◆ Directions for this task
Using the listing below, set down each line from the line containing "anatol1234: The problem" through the line containing "Something to note", both ends included, exactly and with nothing added.
◆ ◆ ◆
PR #788, opened 2017-10-18
Entry point

pekd:
Set entry point to `_start`

### DIFF
--- a/projects/com.oracle.truffle.llvm.parser.factories/src/com/oracle/truffle/llvm/parser/factories/LLVMRootNodeFactory.java
+++ b/projects/com.oracle.truffle.llvm.parser.factories/src/com/oracle/truffle/llvm/parser/factories/LLVMRootNodeFactory.java
@@ -29,40 +29,24 @@
  */
 package com.oracle.truffle.llvm.parser.factories;
 
-import java.util.Arrays;
-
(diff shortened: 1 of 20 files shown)


projects/com.oracle.truffle.llvm.parser.factories/src/com/oracle/truffle/llvm/parser/factories/LLVMRootNodeFactory.java
```diff
@@ -137,4 +107,88 @@ private static LLVMAddress getArgsAsStringArray(Object[] args) {
...
+        LLVMAddress ptr = address;
+        for (byte b : string.getBytes()) { // automatic charset conversion
+            LLVMMemory.putI8(ptr, b);
+            ptr = ptr.increment(1);
+        }
+        LLVMMemory.putI8(ptr, (byte) 0);
+        return ptr.increment(1);
+    }
+
+    private static LLVMAddress getArgs(Object[] mainArgs) {
```
grimmerm: This function has to be modeled with Sulong nodes.
Use a malloc node to allocate memory, use the free node to free it.
Use the pointer arithmetic nodes to compute address values. 
Use memory access nodes to load/store data to memory.

PR #799, opened 2017-10-31
Add support for TLS (x86_64 inline asm)

pekd:
Allow reads from `fs:0` and add syscall to set `fs:0`.


projects/com.oracle.truffle.llvm.runtime/src/com/oracle/truffle/llvm/runtime/LLVMContext.java
```diff
@@ -91,6 +91,9 @@
 
     private final List<ContextExtension> contextExtension;
 
+    private final ThreadLocal<LLVMAddress> tls = ThreadLocal.withInitial(LLVMAddress::nullPointer);
```
mrigger: @grimmerm Should this be a `ContextExtension`?

PR #810, opened 2017-11-15
Disable pthreads

pekd:
Add stubs for `clone` and pthreads functions to prevent unsupported and dangerous operations.


mrigger:
LGTM

PR #812, opened 2017-11-15
Remove pulldragonegg from travis config

pekd:


rschatz:
Thanks for fixing that.
Regarding the failing `gcc_fortran` tests: I'm going to prepare a pre-built dragonegg download so we can run these tests on travis. Can you please disable this gate run for now?

PR #813, opened 2017-11-17
Some simple Metadata Parser improvements

pointhi:
* mark some constants as final
* combine multiple separated DwarfTag Enums into one big one

### DIFF
--- a/projects/com.oracle.truffle.llvm.parser/src/com/oracle/truffle/llvm/parser/metadata/MDType.java
+++ b/projects/com.oracle.truffle.llvm.parser/src/com/oracle/truffle/llvm/parser/metadata/MDType.java
@@ -29,7 +29,11 @@
  */
 package com.oracle.truffle.llvm.parser.metadata;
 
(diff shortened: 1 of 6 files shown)


projects/com.oracle.truffle.llvm.parser/src/com/oracle/truffle/llvm/parser/metadata/MDType.java
```diff
@@ -83,4 +92,47 @@ public void replace(MDBaseNode oldValue, MDBaseNode newValue) {
             file = newValue;
         }
     }
+
+    // @see: https://github.com/llvm-mirror/llvm/blob/master/include/llvm/BinaryFormat/Dwarf.def
+    public enum DwarfTag {
+        UNKNOWN(-1),
+
+        DW_TAG_ARRAY_TYPE(0x1),
```
jkreindl: Just for clarity, could you add comments for which tags correspond to which type class (basic type, derived type or composite type)?

PR #817, opened 2017-11-26
Add support for Rust test cases

anatol1234:


mx.sulong/suite.py
```diff
@@ -388,6 +397,7 @@
         "com.oracle.truffle.llvm.tests.nfi",
         "com.oracle.truffle.llvm.tests.sulong",
         "com.oracle.truffle.llvm.tests.sulongcpp",
+	"com.oracle.truffle.llvm.tests.sulongrust",
```
pekd: Don't mix spaces and tabs.

.travis.yml
```diff
@@ -79,7 +82,7 @@ matrix:
     jdk: oraclejdk8
   - env: GATE_TAGS='gcc_cpp' COMPILE_COMMAND='mx build --dependencies SULONG_TEST'
     jdk: oraclejdk8
-  - env: DOWNSTREAM_REPO='https://github.com/graalvm/graal.git' DOWNSTREAM_SUITE='substratevm' DOWNSTREAM_COMMAND='--dynamicimport sulong gate --tags build,sulong'
+  - env: DOWNSTREAM_REPO='https://github.com/graalvm/graal.git' DOWNSTREAM_SUITE='substratevm' DOWNSTREAM_COMMAND='--dynamicimport sulong gate --tags build,sulong' SULONG_USE_RUSTC='false'
```
rschatz: Why does it not work with substratevm? I think we should rather fix the bug than disable the test.
If it doesn't work with substratevm, it also won't work in the default configuration of the graalvm distribution.

anatol1234: The problem is that somewhere the Rust standard library needs to be linked. I configure this in mx_sulong. Does graal dodge the `_unittest_config_participant` hook in the default configuration?

rschatz: That's probably a problem with the test harness then. I guess the arguments are not being forwarded correctly between the VM running the test harness and the Sulong VM. I'll take a look at that.

anatol1234: Forwarding of arguments has been functioning now for a while. I configured the arguments in `testLLVMImage` and reactivated Rust for the graalvm gate (formerly substratevm gate). 

The changes revolving around `LLVMGlobal` broke support for the recent Rust versions depending on `@std::rt::lang_start_internal`. I fixed the intrinsic accordingly and  added a gate check for Rust 1.27.1.

PR #834, opened 2018-02-12
Fix logo designer website link

ot:
There's a missing dash in the URL, which directs to the wrong user profile.


rschatz:
Thanks for pointing this out. Should be fixed now.

PR #840, opened 2026-06-27
feat: Highlighted search results in logs

freenutsxd:
image

<sup>it's pretty cool</sup>

Adds a highlight around every occurrence of a searched word whenever you filter logs, because I'm tired of having to read entire multi-para posts just to see where I said a specific word. It's enabled by default and works across themes, but can be disabled by deselecting the highlight icon in the input field. 

Something to note is that bbcode tags (url, color, etc.) can still be searched, but they won't be highlighted. Only the actual visible text within the tags will be highlighted, if applicable.

Additionally includes a tiny fix that prevents a whitespace-only (e.g. just spaces) input from searching, because it looks silly with highlights enabled (and is probably bad for performance).


freenutsxd:
Expanded the highlight functionality a bit more so that it works in the chat view as well. The chat view's search also ignores any white-space only searches as well, just for parity

search

scss/_chat.scss
```diff
@@ -417,6 +417,18 @@ $bookmark-color: #66cc33 !default;
   color: $text-muted;
 }
 
+// search-term highlighting, shared by the log viewer and in-chat find
+.message-search-highlight {
```
FatCatClient, line 421: Since this is part of the built SCSS, I think it's better that highlighted text directly gets its `color` value set from the `color-contrast(...)` function. We can probably live without highlighted text having the exact same color as its BBCode tag might have given it, and manually setting contrasting text that mildly matches the bbcode color for all of these is not worth the time investment.

FatCatClient (changes requested):

scss/_chat.scss
freenutsxd: `color-contrast($body-bg)` seems to add better contrast across themes and lets me cut out the system message-specific coloring, so thanks for the suggestion. Lmk any other style critiques you have

Previous
mspaint_Hhny2McjGI

New
image

PR #856, opened 2026-07-03
Fix Image Preview Stuck Open

min-xy:
This is a strange one. Occasionally, an image preview can get 'stuck' open. In some cases, the link that the preview came from is under the preview, and requires moving the mouse around until the user can luckily mouse over it again to have it close.

To resolve this, I've removed the hasMouseMovedSince check that would promptly return and cancel the dismiss of the preview.

I believe the culprit behind this bug is that when a link is in chat or the console, a new message can cause the link itself to jump, without the mouse being able to do. Timing that up results in the image not being dismissed, but staying stuck open until the user can find the link behind the preview.

I have been running these changes locally, and I have not noticed any issues. But the bug itself is a pain to reproduce, and even in normal use I would only see it once or twice a week at most.

I also removed the force bool from the function and its calls, as it was only used for that line.


FatCatClient:
Thanks for the bug fix. I've been meaning to make a bug report for it myself, but haven't gotten around to that yet.

PR #871, opened 2026-07-06
feat: device sync

Kannamoris:
## What

Adds a Device Sync section to the Data Manager that lets a Solstice device merge chat logs with Horizon over the LAN, no cable or cloud account required. Horizon shows a QR code, Solstice scans it, and both devices end up with the union of all messages. Only chat logs move; settings, character settings, drafts, pins, recents and hidden lists are never touched.

## Background

Chat logs currently live only on whichever device wrote them. Getting a phone's logs onto the desktop (or vice versa) meant manually exporting and importing a zip, which merges at the file level: a conversation either gets skipped or fully overwritten. That's fine for a one-off backup, but it's the wrong tool for keeping two actively-used devices in sync, since you lose whichever side you don't pick.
◆ ◆ ◆
◆ Answer to this exercise
anatol1234: The problem is that somewhere the Rust standard library needs to be linked. I configure this in mx_sulong. Does graal dodge the `_unittest_config_participant` hook in the default configuration?

rschatz: That's probably a problem with the test harness then. I guess the arguments are not being forwarded correctly between the VM running the test harness and the Sulong VM. I'll take a look at that.

anatol1234: Forwarding of arguments has been functioning now for a while. I configured the arguments in `testLLVMImage` and reactivated Rust for the graalvm gate (formerly substratevm gate). 

The changes revolving around `LLVMGlobal` broke support for the recent Rust versions depending on `@std::rt::lang_start_internal`. I fixed the intrinsic accordingly and  added a gate check for Rust 1.27.1.

PR #834, opened 2018-02-12
Fix logo designer website link

ot:
There's a missing dash in the URL, which directs to the wrong user profile.


rschatz:
Thanks for pointing this out. Should be fixed now.

PR #840, opened 2026-06-27
feat: Highlighted search results in logs

freenutsxd:
image

<sup>it's pretty cool</sup>

Adds a highlight around every occurrence of a searched word whenever you filter logs, because I'm tired of having to read entire multi-para posts just to see where I said a specific word. It's enabled by default and works across themes, but can be disabled by deselecting the highlight icon in the input field. 

Something to note is that bbcode tags (url, color, etc.) can still be searched, but they won't be highlighted. Only the actual visible text within the tags will be highlighted, if applicable.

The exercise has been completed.